Binary comparison of strings with SQL Server

74 views Asked by At

Is there a way to perform an accent-sensitive, case-sensitive, "padding-sensitive" (pay attention to trailing spaces) query in SQL Server without having to tweak both operands?

The following script is from db<>fiddle:

create table users (
  id   int,
  name varchar(255)
);
insert into users (id, name) 
  values 
  (1, 'bar'),
  (2, 'bar ');

Here I expect to find just record #2, it finds both: padding insensitive.

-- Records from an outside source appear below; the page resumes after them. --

PR #328, opened 2022-03-02
Hicma/recursive

bosilca:
Fix the parsec handling of recursive DAGs.

First call the associated callback, the complete the initiator task and only then release the temporary data.

Thanks @omor1 for finding the bug and proposing a solution.

### DIFF
--- a/parsec/recursive.h
+++ b/parsec/recursive.h
@@ -12,57 +12,59 @@
 #include "parsec/mca/device/device.h"
 #include "parsec/data_dist/matrix/matrix.h"
 
-typedef struct parsec_recursive_cb_data_s {
+typedef struct parsec_recursive_callback_s parsec_recursive_callback_t;
+typedef void (*parsec_recursive_callback_f)(parsec_taskpool_t*, const parsec_recursive_cb_data_t* );
+
+struct parsec_recursive_callback_s {
     parsec_execution_stream_t    *es;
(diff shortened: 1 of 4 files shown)


parsec/recursive.h
```diff
@@ -12,42 +12,44 @@
...
+    rc = __parsec_complete_execution(data->es, data->task);
 
-    for(i=0; i<data->nbdesc; i++){
+    for( i = 0; i < data->nbdesc; i++ ) {
         parsec_tiled_matrix_destroy( (parsec_tiled_matrix_t*)(data->desc[i]) );
         free( data->desc[i] );
     }
 
-    data->destruct( tp );
+    data->callback( tp, data );
```
omor1, line 38: This must be called before `__parsec_complete_execution` or you can get some nasty races where `data->task` is no longer valid inside of `data->callback`.

omor1 (changes requested):

parsec/recursive.h
bosilca: I cannot find the patch I sent you for this a while back. Do you have it around ?

omor1: You can cherry-pick 1e15cdd3c2c82e5e4b32d5c85e44936442df67fe from my fork.

omor1 (approved):
Looks good to me!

select * from users where name = 'bar ';
id name
1 bar
2 bar

It is also case insensitive.

select * from users where name = 'BAR';
id name
1 bar
2 bar

But accent sensitive.

select * from users where name = 'bàz';
id name

Using _BIN2 seems to make no difference, in spite of (my understanding of) what the documentation says (and it feels unnerving to specify "Latin 1": I do not want to restrict my to the sole ISO-8859-1 fragment, I want the full UTF-8 coverage). It should find nothing!

select * from users
where (name collate Latin1_General_BIN2) in ('bàr', 'BAR', 'bar  ');
id name
1 bar
2 bar

Even when applied on both operands.

select * from users
where (name collate Latin1_General_CS_AS) in 
  ('bàr' collate Latin1_General_CS_AS, 
  'BAR'  collate Latin1_General_CS_AS, 
  'bar  ' collate Latin1_General_CS_AS);
id name
1 bar
2 bar

Cast to binary on the left-hand-side only does not work.

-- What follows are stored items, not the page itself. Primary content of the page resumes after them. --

Issue #278, opened 2021-01-08
Missing support when task class execution scope from a .. b where b < a


abouteiller:
**[Original report](https://bitbucket.org/icldistcomp/parsec/issue/278) by Qinglei Cao (Bitbucket: [Qinglei_Cao](https://bitbucket.org/Qinglei_Cao), ).**

----------------------------------------

If the execution scope of a task class is defined like this:

```
 281 potrf_dtrsm(m, k) [high_priority = on]
 282 
 283 // Execution space
 284 k = 0 .. descA->mt-2
 285 m = [ mi = 0 .. %{ return analysis->trsm_num[k]-1; %} ] %{ return analysis->trsm[k][mi]; %}
```

where `analysis->trsm_num[k]` could be 0 \(mi = 0 .. -1\), and in this case no task exist for this iteration k.

However, it seems it’s not the case, at least in the internal\_init when counting the number of local tasks. For instance,

```
static int HiCMA_dpotrf_L_2flow_sparse_potrf_dtrsm_internal_init(parsec_execution_stream_t * es,
                                                                 __parsec_HiCMA_dpotrf_L_2flow_sparse_potrf_dtrsm_task_t
                                                                 * this_task)
{
...........

    for (k = __jdf2c_k_start; k <= __jdf2c_k_end; k += __jdf2c_k_inc) {
        assignments.k.value = k;
        {                       /* block for the local variable 'mi' */
            int __jdf2c__loop_mi = 1;
            int mi;
            for (assignments.ldef[0].value = mi = 0; __jdf2c__loop_mi == 1; assignments.ldef[0].value = mi += 1) {      /* Arbitrary iterator on mi */
                if (mi == HiCMA_dpotrf_L_2flow_sparse_potrf_dtrsm_inline_c_expr26_line_285(__parsec_tp, &assignments))
                    __jdf2c__loop_mi = 0;       /* Execute once only when reaching the end */
...........
}
```

BTW, this issue also happens in the startup for each taskclass.

abouteiller:
pr has been merged, can this be closed @therault ?

PR #329, opened 2022-03-02
Use normal for loops to iterate over local index variables when they are a range.

therault:
Use 'normal' for loops to iterate over local index variables that are a range.
This enables the possibility to have empty ranges, while the previous
code would not (issue #278).


bosilca:
The generated loops look  little cleaner and use less temporaries, but I can't see any other impact on the code. It seems the loop index still needs to be increasing in value in the loop, preventing loops going backward on the value range.

therault:
More metaprogramming would be desirable in jdf2c.c: all these loops should be generated using a same function that gives all the loop the same bounds, approaches, etc...

bosilca (approved):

select * from users where cast(name as binary) = 'bar';
id name

Casting on both ends works, but I want to avoid that (it scales poorly when trying more complex queries, possibly with tuples, etc.)

select * from users where cast(name as binary) = cast('bar' as binary);
id name
1 bar

Casting of both sides works with in too. But then again, I want to avoid that.

select * from users
where cast(name as binary) in 
  (cast('bàr'  as binary), 
  cast('BAR'   as binary), 
  cast('bar  ' as binary));
id name

So, is there any way to get an exact binary equality test by acting on the left-hand-side only? Something similar to binary name = 'bar' in MySQL.

Thanks in advance!

1

There are 1 answers

9
Thom A On

It seems that what might be best here is to add a computed column to your table that converts the value to a (var)binary. As name is a varchar(255) I'm going to use a varbinary(255) here. Then you can INDEX that column so that you can query is appropriately. You will, however, still need to CONVERT your input values. You therefore might be better off using parameters, as then you can be explicit on the data type and therefore don't end up with someone passing a varchar and causes an implicit_convert. This gives some DDL and DML like so:

CREATE TABLE dbo.users (id int CONSTRAINT PK_users PRIMARY KEY CLUSTERED,
                        name varchar(255));

INSERT INTO dbo.users (id,
                   name)
VALUES (1, 'bar'),
       (2, 'bar ');
GO

ALTER TABLE dbo.users ADD BinaryName AS CONVERT(varbinary(255),name);
GO
CREATE INDEX IX_users_BinaryName ON dbo.users (BinaryName) INCLUDE (name);
GO

Then a query for a single value might look like this:

DECLARE @name varbinary(255) = CONVERT(varbinary(255),'bàr'); --Implicit conversion isn't allowed

SELECT u.id,
       u.name
FROM dbo.users u
WHERE BinaryName = @name;

If you need to multiple values, you might be better off with a table type variable/parameter and something like this:

DECLARE @Names table (name varbinary(255));

INSERT INTO @Names (name)
SELECT CONVERT(varbinary(255),v.name)
FROM (VALUES('bàr'),('BAR'),('bar  '))V(name);

SELECT u.id,
       u.name
FROM dbo.users u
WHERE EXISTS (SELECT 1
              FROM @Names n
              WHERE n.name = u.BinaryName);